After a contested hearing, the commission concluded that the grievance sessions held by the committee on grievances should have been conducted in accordance with the terms of § 1-21 and ordered the board and the union to comply with the statute in the future. The commission came to the same conclusion with respect to a second complaint, also filed by the individual complainants and the newspaper, concerning another closed grievance hearing that had been held on December 15, 1993.
Pursuant to General Statutes §§ 1-21i and 4-183 (a), the union appealed the validity of these orders to the
trial court. After consolidating these separate actions, the court sustained the union's appeals, concluding that grievance proceedings were "part of the ongoing collective bargaining process." The individual complainants, the newspaper and the commission then appealed to the Appellate Court, which, after determining that "grievance hearings constituted negotiations," affirmed the judgments of the trial court. Waterbury Teachers Assn. v. Freedom of Information Commission, 42 Conn. App. 700, 709, 682 A.2d 125 (1996). We granted, in identical terms, the two petitions for certification to appeal filed, respectively, by the individual complainants and the newspaper, and by the commission. We reverse the judgments of the Appellate Court.

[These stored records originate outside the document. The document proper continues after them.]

PR #338, opened 2017-06-28
Show search 'View All' regardless of results count

jeff-phillips-18:
also removed the auto-select of the first item and autocomplete for the input. First item shows selected on a down arrow key.

Fixes https://github.com/openshift/origin-web-console/issues/1758

@openshift/team-ux-review 

search-typeahead


jwforres:
im guess its saying "view all 1 results" when there is only 1 since no special logic was added to handle 1 result

jeff-phillips-18:
@jwforres correct. Not sure what the appropriate wording would be there. "View all 1 result" doesn't make much sense either.

jwforres:
Yeah it sounds weird either way :)

ncameronbritt:
Hopefully that one result is the thing they're looking for and the won't care what it says :-)

jeff-phillips-18:
For one result:

image


For no results:

image

jwforres:
works for me  @openshift/team-ux-review do yall have any other feedback before we merge it?

ncameronbritt:
Works for me.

In analyzing the scope of the statutory exclusion for "strategy or negotiations with respect to collective bargaining" contained in § 1-18a (b), we do not write on a clean slate. In Glastonbury Education Assn. v. Freedom of Information Commission, 234 Conn. 704, 711-13, 663 A.2d 349 (1995), we recently construed this subsection to exclude from the term "meeting" only those parts of collective bargaining sessions that relate specifically to "strategy or negotiations," rather than to collective bargaining proceedings in their entirety. We
arrived at this construction in light of the long-standing legislative policy of the Freedom of Information Act favoring "the open conduct of government and free public access to government records.